Records to process Block Start
Issue #311, opened 2025-11-14
Page Builder: Tabbed content


ajolipa:
Allow pages to contain distinct tabs each with their own content.

<img width="1941" height="849" alt="Image" src="https://github.com/user-attachments/assets/3456716f-d8d2-4b40-86bf-d904f2ea19eb" />

jamiefolsom:
Closed by #340.

PR #340, opened 2025-12-09
Adding tab component

ajolipa:
### In this PR
Adds the tabbed content component as described in Issue #311 .

### Notes and questions
- After wrangling a bit with trying to make this component serve both as section (e.g. for displaying team members) and as page-level tabs (where the tabs are incorporated at the bottom of the hero and the whole page content is different for each tab) I decided it makes more sense to just separate those two functions. So this is only the former, meant to be displayed as a section in the page body inside a `Container`.
- Initially I was thinking that the templates for the content inside each tab could be any other section template (or at least the ones that are designed to be inside a `container`), but I held off on that to avoid unnecessarily complication; certainly for the use case in the JUEL designs having the `multi_column` template is sufficient. But I'm open to other suggestions.


src/apps/pages/sections/Tabs.astro
```diff
@@ -0,0 +1,87 @@
...
+            gap={section.gap}
+          />
+        ))
+      }
+    </div>
+  ))
+}
+
+<script is:inline>
+  window.document.addEventListener('DOMContentLoaded', () => {
```
dleadbetter: What are you thoughts on using a React component with `client:load` vs. inline Javascript? Is the performance savings worth the readability/maintainability penalty?

PR #341, opened 2025-12-09
Adding a more full set of theme colors to schema

ajolipa:
### In this PR
Per discussions with Chelsea, adds a more complete set of theme colors to the `branding` configuration and to the color options for various parts of the page builder components.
Records to process Block End
=== Aim of the task ===
How many lines in the records hold the string "Issue"? Reply with the number alone.

=== Result of the exercise ===
2